Très vite, cette description à première vue positive de l’amitié de Baptiste et Anicet (Aragon) laisse place à un dialogue, dans une salle de cinéma, où Baptiste invective durement son ami :

Assez, dit-il, c’est toujours la même chose; tu comprends que je sais ce que ça vaut. Je vois où tu veux en venir. C’est même étonnant comme je le vois. Un de ces jours je vais me fâcher. Tu parles, tu n’agis jamais : dans la rue tu lis toutes les affiches, tu pousses des cris devant toutes les enseignes, tu fais du lyrisme, et de quel lyrisme! faux, facile, conventionnel; tu t’exaltes, tu te fatigues, ça ne va jamais plus loin. Je commence tout de même à te connaître, […] sous le prétexte de satisfaire ton besoin moderne d’agir, tu le rassasies passivement en te mettant à la plus funeste école d’inaction qui soit au monde : l’écran devant lequel, tous les jours, pour une somme infime, les jeunes gens de ce temps-ci viennent user leur énergie à regarder vivre les autres. […] Veux-tu me dire quelle action tu poursuis? Tu te laisses vivre. Tu es d’une docilité à faire peur (Ibid., 83-84).
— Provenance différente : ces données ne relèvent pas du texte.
PR #4741, opened 2026-03-11
Request (and parse) CBOR responses when method expects structured data

matthieusieben:
This is a PoC that allows allows CBOR to be used as response for methods that expect structured data.

### DIFF
--- a/packages/lex/lex-client/src/util.ts
+++ b/packages/lex/lex-client/src/util.ts
@@ -8,7 +8,7 @@ import {
 
 export const CONTENT_TYPE_BINARY = 'application/octet-stream'
 export const CONTENT_TYPE_JSON = 'application/json'
-export const CONTENT_TYPE_CBOR = 'application/cbor'
+export const CONTENT_TYPE_CBOR = 'application/dag+cbor'
 
 /**
  * The body type of an XRPC response, inferred from the method's output schema.


packages/lex/lex-client/src/xrpc.ts
```diff
@@ -213,7 +215,10 @@ function xrpcRequestInit<T extends Procedure | Query>(
   const headers = buildAtprotoHeaders(options)
 
   // Tell the server what type of response we're expecting
-  if (schema.output.encoding) {
+  if (schema.output.encoding === CONTENT_TYPE_JSON) {
+    // If the schema describes structured data, tell the server we prefer cbor
+    headers.set('accept', `${CONTENT_TYPE_CBOR},${CONTENT_TYPE_JSON};q=0.9`)
```
devinivy, line 220: I know this is just a PoC, but 2c here— I may favor a canonical client to only negotiate cbor when the caller opts in.  We advertise the protocol is "just json", and if folks open their network tab only to find binary responses it may be a bit confusing.

Separately— I would also be really interested to see cbor vs. json benchmarks, json is pretty damn efficient in javascript environments and both cbor and json should take compression quite nicely for large payloads.

packages/lex/lex-client/src/util.ts
```diff
@@ -6,6 +6,10 @@ import {
   Query,
 } from '@atproto/lex-schema'
 
+export const CONTENT_TYPE_BINARY = 'application/octet-stream'
+export const CONTENT_TYPE_JSON = 'application/json'
+export const CONTENT_TYPE_CBOR = 'application/cbor'
```
devinivy: If the client receives CBOR that isn't DAG-CBOR, I expect it will be unhappy.

PR #4748, opened 2026-03-13
feat: change the uploadBlob endpoint to use both the ip and did

fatfingers23:
Since the uploadBlob endpoint is an authenticated endpoint we have access to the user's did and can use that as a key along with the ip for rate limits. This would help with backends that do large amounts of blob uploads on behalf of users, like PDS migration tools to help limit them being blocked globally for all users by ip to a single PDS

There is some concerns that an attacker could just rotate through did's to attack the server, but ideally registration is locked down by invite codes or a captcha to hopefully make it a bit harder for an attacker to leverage that.

### DIFF
--- a/packages/pds/src/api/com/atproto/repo/uploadBlob.ts
+++ b/packages/pds/src/api/com/atproto/repo/uploadBlob.ts
@@ -14,6 +14,7 @@ export default function (server: Server, ctx: AppContext) {
       },
     }),
     rateLimit: {
+      calcKey: ({ auth, req }) => `${auth.credentials.did}-${req.ip}`,
       durationMs: DAY,
       points: 1000,
     },


matteomarjanovic:
Has there been any progress for this?

I think having a daily limit by IP is too strict, especially for apps where users share pictures or similar.

An app that has 2000 users from the same pds allows only to 1000 of them to share a picture every day. This sounds odd to me.

Using both IP and did sounds like a reasonable solution to me.

lefelys:
Are there any plans to address this?
Apps built as confidential clients (following official atproto tutorials) can't use features that require blob uploads

If changing rate limit key is not an option, maybe consider uploads to PDS via presigned URLs?

ThisIsMissEm:
I just opened this which is upstreamed from Eurosky: https://github.com/bluesky-social/atproto/pull/5121

I've also mentioned this to various members on the Bluesky team privately.

fatfingers23:
@ThisIsMissEm i like that pr and agree with it. You're probably thinking the same thing. But I think both should be merged. The did and ip combo will be nice since not every PDS will set those new env variables. Especially for app developers who have no idea what PDS the user may be on, and who I think have been hitting this issue lately with their projects.

matteomarjanovic:
Any chance this gets picked back up? It's blocking for my app, [Currents](https://currents.is/). All users' uploads share one appview IP, so the IP-only uploadBlob limit is a shared chokepoint: a few bulk imports recently saturated it and 429'd unrelated users' saves. IP + DID keying would fix it.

Dans ce roman où la possibilité de renouveler les esthétiques et le rapport au monde et à la vie après le carnage de la Première Guerre mondiale sont interrogés à travers l’allégorie de poètes et artistes cherchant à s’attirer les affections de Mirabelle (dont on admet généralement qu’elle n’est que l’incarnation de « la Beauté moderne »2), le thème de l’action est toujours à comprendre en lien avec la recherche de nouvelles pratiques artistiques et littéraires. Baptiste, reprochant à Anicet son inaction (et donc son incapacité à « changer la vie », à adopter les attitudes de leur projet révolutionnaire), appuie son propos en le comparant à son autre ami, Harry James (Jacques Vaché, dont Breton admirait le nihilisme radical) dans des termes qui soulignent l’écart entre la virilité de celui-ci et la passivité de celui-là : Harry James porte « la marque des esprits vigoureux » (Ibid., 84),

on ne sait pas trop s’il ne se tuera pas le lendemain, sans raison, ou s’il ne commettra pas un beau crime; on reconnaît en lui une force indisciplinée, le véritable homme moderne, qu’on ne saurait réduire à n’être qu’un spectateur. […] Il recherche ardemment les plus violents plaisirs et plie tout à sa fantaisie […], il domine les contingences et agit avec une intensité telle, une rapidité telle, qu’il semble ne pas réfléchir et n’obéir à aucun plan. […] [Il] ne subit l’influence d’aucune réalité extérieure et visible (Idem.; je souligne).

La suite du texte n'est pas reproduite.